Rearranging the above into the standard $Ax=b$ form, one gets, $$ \begin{bmatrix} I & -\sideset{^b}{_s}{R} \begin{bmatrix} \sideset{^s}{}{w} \end{bmatrix}_{\times} \end{bmatrix} \begin{bmatrix} \sideset{^b}{}{m} \\ \sideset{^b}{}{r} \end{bmatrix} = \sideset{^b}{}{M} $$ or with simplified notations, $$ \mathcal{A}^{W} \begin{bmatrix} m \\ r \end{bmatrix} = M $$

To compute the optimal $m$ and $r$, it is simply $$ \begin{bmatrix} \mathcal{A}^W_1 \\ \vdots \\ \mathcal{A}^W_n \end{bmatrix} \begin{bmatrix} m \\ r \end{bmatrix} \backsimeq \begin{bmatrix} M_1 \\ \vdots \\ M_n \end{bmatrix} \label{eq:moment-sample} $$ with the least square solution $$ \begin{bmatrix} m \\ r \end{bmatrix} = \begin{bmatrix} \mathcal{A}^W_1 \\ \vdots \\ \mathcal{A}^W_n \end{bmatrix}^{\text{LS}} \begin{bmatrix} M_1 \\ \vdots \\ M_n \end{bmatrix} $$

Tool Inertia Tensor

For the tool inertia tensor $\sideset{^b}{}{J}$ in the sensor body frame $\{b\}$, an angular acceleration vector $\sideset{^b}{}{\alpha}$ in the sensor body frame $\{b\}$, and the actual torque causing tool rotation $\sideset{^b}{}{\tau}$ in the sensor body frame $\{b\}$, the following equation holds. $$ \sideset{^b}{}{J} \sideset{^b}{}{\alpha} = \sideset{^b}{}{\tau} \label{eq:inertia-tensor} $$ Expanding the above, one gets, $$ \begin{bmatrix} \sideset{^b}{_{11}}{J} & \sideset{^b}{_{12}}{J} & \sideset{^b}{_{13}}{J} \\ \sideset{^b}{_{21}}{J} & \sideset{^b}{_{22}}{J} & \sideset{^b}{_{23}}{J} \\ \sideset{^b}{_{31}}{J} & \sideset{^b}{_{32}}{J} & \sideset{^b}{_{33}}{J} \end{bmatrix} \begin{bmatrix} \sideset{^b}{_x}{\alpha} \\ \sideset{^b}{_y}{\alpha} \\ \sideset{^b}{_z}{\alpha} \end{bmatrix} = \begin{bmatrix} \sideset{^b}{_x}{\tau} \\ \sideset{^b}{_y}{\tau} \\ \sideset{^b}{_z}{\tau} \end{bmatrix} $$ where $$ \sideset{^b}{}{\tau} = \sideset{^b}{}{M} - \sideset{^b}{}{m} $$ and $\sideset{^b}{}{J}$ is symmetric positive definite. Note that in the above, the excitation signal angular acceleration $\sideset{^b}{}{\alpha}$ is designed and known, the tool inertia tensor $\sideset{^b}{}{J}$ is unknown and to be estimated.

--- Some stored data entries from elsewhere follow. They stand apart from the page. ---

PR #6599, opened 2019-03-08
wrap ServerWebExchange to support `.getPrincipal()`

### LINKED ISSUE #6598: In Test @AuthenticationPrincipal is null because ServerWebExchange is not wrapped
### Summary

Using `@WithMockUser` or `org.springframework.security.test.web.reactive.server.SecurityMockServerConfigurers#mockAuthentication` directly in combination with `@AuthenticationPrincipal` in a WebFlux controller leaves the principal empty while things like `@PreAuthorize('isAuthenticated()')` work as expected.

### Actual Behavior

Mocking the principal in a test does not work with `@AuthenticaitonPrincipal`. 

Because my SecurityFilterChain does not match the request of the web test client (see below, only matches Requests that contain an Authorization: Basic header), the `org.springframework.security.web.server.context.SecurityContextServerWebExchangeWebFilter` gets never called (which is part of the SecurityFilterChain), meaning the request is never wrapped with a `org.springframework.security.web.server.context.SecurityContextServerWebExchange`.

`org.springframework.security.web.reactive.result.method.annotation.AuthenticationPrincipalArgumentResolver#resolveArgument` uses `exchange.getPrincipal()` to resolve the principal, which returns an empty Mono because the exchange is still the `DefaultServerWebExchange` (not security!). 

Now the principal set in `org.springframework.security.test.web.reactive.server.SecurityMockServerConfigurers.MutatorFilter` is not considered.

The `org.springframework.security.access.prepost.PrePostAdviceReactiveMethodInterceptor` uses `org.springframework.security.core.context.ReactiveSecurityContextHolder#getContext` which would work for the resolver as well.

### Expected Behavior

The mocked principal should be resolved correctly for the `@AuthenticationPrincipal` argument.

The exchange should be wrapped correctly.

### Configuration

WebTestClient (minimal)
```java
        this.webTestClient = WebTestClient.bindToApplicationContext(context)
            .apply(springSecurity())
            .configureClient()
            .mutateWith(mockUser(someUser))
```

Security (minimal):

```java
    @Configuration
    public static class BasicAuthSecurity {
        @Bean
        public SecurityWebFilterChain basicAuthSecurityWebFilterChain(ServerHttpSecurity http) {
            return http
                .securityMatcher(new BasicAuthWebExchangeMatcher())
                .authorizeExchange().anyExchange().permitAll().and()
                .headers().frameOptions().disable().and()
                .csrf().disable()
                .logout().disable()
                .httpBasic().securityContextRepository(NoOpServerSecurityContextRepository.getInstance()).and()
                .exceptionHandling()
                    .accessDeniedHandler(new HttpStatusServerAccessDeniedHandler(HttpStatus.UNAUTHORIZED))
                    .authenticationEntryPoint(new HttpStatusServerEntryPoint(HttpStatus.UNAUTHORIZED)).and()
                .build();
        }
    }
```

```java
public class BasicAuthWebExchangeMatcher implements ServerWebExchangeMatcher {
    @Override
    public Mono<MatchResult> matches(ServerWebExchange exchange) {
        var header = exchange.getRequest().getHeaders().getFirst("Authorization");
        return StringUtils.startsWithIgnoreCase(header, "Basic")
            ? MatchResult.match() : MatchResult.notMatch();
    }
}
```

The important part here is the security matcher, which makes it so my Security chain does *not* match, nor does any other!

### Version

Spring Security 5.1.4

### Sample

Company code.

Dav1dde:
Fixes #6598

Properly wraps the `ServerWebExchange` so that in a mocked environment without active `SecurityFilterChain` the principal can still be received.

### DIFF
--- a/test/src/main/java/org/springframework/security/test/web/reactive/server/SecurityMockServerConfigurers.java
+++ b/test/src/main/java/org/springframework/security/test/web/reactive/server/SecurityMockServerConfigurers.java
@@ -26,6 +26,7 @@ import org.springframework.security.core.context.SecurityContext;
 import org.springframework.security.core.context.SecurityContextImpl;
 import org.springframework.security.core.userdetails.User;
 import org.springframework.security.core.userdetails.UserDetails;
+import org.springframework.security.web.server.context.SecurityContextServerWebExchange;
 import org.springframework.security.web.server.csrf.CsrfWebFilter;
 import org.springframework.security.web.server.util.matcher.ServerWebExchangeMatcher;
 import org.springframework.test.web.reactive.server.MockServerConfigurer;
@@ -285,11 +286,12 @@ public class SecurityMockServerConfigurers {
 
 		@Override
 		public Mono<Void> filter(ServerWebExchange exchange, WebFilterChain webFilterChain) {
-			Supplier<Mono<SecurityContext>> context = exchange.getAttribute(ATTRIBUTE_NAME);
-			if (context != null) {
+			Supplier<Mono<SecurityContext>> contextSupplier = exchange.getAttribute(ATTRIBUTE_NAME);
+			if (contextSupplier != null) {
+				Mono<SecurityContext> context = contextSupplier.get();
 				exchange.getAttributes().remove(ATTRIBUTE_NAME);
-				return webFilterChain.filter(exchange)
-					.subscriberContext(ReactiveSecurityContextHolder.withSecurityContext(context.get()));
+				return webFilterChain.filter(new SecurityContextServerWebExchange(exchange, context))
+					.subscriberContext(ReactiveSecurityContextHolder.withSecurityContext(context));
 			}
 			return webFilterChain.filter(exchange);
 		}


eleftherias:
@Dav1dde please see my comment on the GitHub issue gh-6598.  
We do not want to wrap the context in a `SecurityContextServerWebExchange`, since that does not mimic what is happening when the application is running.  
Instead, I suggest creating an `HttpBasicMutator`, which will include the HTTP basic `Authorization` header in the request.

eleftherias:
@Dav1dde Can you confirm that this issue was fixed in gh-7687 and if so please close this PR?

Dav1dde:
@eleftherias my current issue is resolved with that, but now it's more of a question of how the spring security context interacts with `exchange.getPrincipal()`. But from my understanding and as we discussed in gh-6598, you (the spring-security team) think the request has to go through a security-filter  in order to "get" a principal,  which is fair and makes sense - this makes the PR obselete.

Rearranging \eqref{eq:inertia-tensor} into the standard $Ax=b$ form, parameterize $J$ into vector form in this case, one gets, $$ \begin{bmatrix} \sideset{^b}{_x}{\alpha} & \sideset{^b}{_y}{\alpha} & \sideset{^b}{_z}{\alpha} & 0 & 0 & 0 & 0 & 0 & 0 \\ 0 & 0 & 0 & \sideset{^b}{_x}{\alpha} & \sideset{^b}{_y}{\alpha} & \sideset{^b}{_z}{\alpha} & 0 & 0 & 0 \\ 0 & 0 & 0 & 0 & 0 & 0 & \sideset{^b}{_x}{\alpha} & \sideset{^b}{_y}{\alpha} & \sideset{^b}{_z}{\alpha} \end{bmatrix} \begin{bmatrix} \sideset{^b}{_{11}}{J} \\ \sideset{^b}{_{12}}{J} \\ \sideset{^b}{_{13}}{J} \\ \sideset{^b}{_{21}}{J} \\ \sideset{^b}{_{22}}{J} \\ \sideset{^b}{_{23}}{J} \\ \sideset{^b}{_{31}}{J} \\ \sideset{^b}{_{32}}{J} \\ \sideset{^b}{_{33}}{J} \end{bmatrix} = \begin{bmatrix} \sideset{^b}{_x}{\tau} \\ \sideset{^b}{_y}{\tau} \\ \sideset{^b}{_z}{\tau} \end{bmatrix} $$ or, with simplified notations, $$ \mathcal{A} \mathcal{J} = \tau $$

To compute the optimal $\mathcal{J}$, it is simply $$ \begin{bmatrix} \mathcal{A}_1 \\ \vdots \\ \mathcal{A}_n \end{bmatrix} \mathcal{J} \backsimeq \begin{bmatrix} \tau_1 \\ \vdots \\ \tau_n \end{bmatrix} \label{eq:inertial-sample} $$ or $$ \mathcal{A}^{J} \mathcal{J} = \Gamma $$ One can then formulate and solve for the following QP-problem. $$ \begin{split} \min\,\,\, &|| \mathcal{A}^J \mathcal{J} - \Gamma || \\ \text{s.t.} \,\,\, &J_{ij} > 0 \\ &J_{12} - J_{21} = 0 \\ &J_{13} - J_{31} = 0 \\ &J_{23} - J_{32} = 0 \end{split} $$ where the equality and inequality constraints ensure that $\mathcal{J}$ is symmetric and positive definite.

Practical Considerations

When collecting samples for force in \eqref{eq:force-sample} and moment in \eqref{eq:moment-sample}, at the $i$-th robot configuration, one should stop the robot at each configuration and take the mean of multiple samples as $F_i$ and $M_i$ to reduce the impact of noise for better data quality. One should also choose robot configurations such that matrices $A^R$ and $A^W$ are full rank. When collecting samples for inertia tensor in \eqref{eq:inertial-sample}, angular acceleration is needed for the $\mathcal{A}$ matrix, it's not possible to stop the robot and take the mean of multiple samples to reduce the impact of noise.

To get the Cartesian angular acceleration for $A^J$, in additional to keeping it full-rank, one can choose to compute it via robot Jacobian $J_r$ and $$ \ddot{x} = \dot{J}_r\dot{q} + J_r \ddot{q} $$ or, one can choose trajectories with known Cartesian angular acceleration such as using 3D Lissajous Curves, where the acceleration can be easily computed analytically.

One should also note that due to control performance and measurement limitations, it is difficult to get perfect Cartesian angular accelerations, hence the estimation of $\mathcal{J}$ will not be as good as $f$, $w$, $m$, or $r$.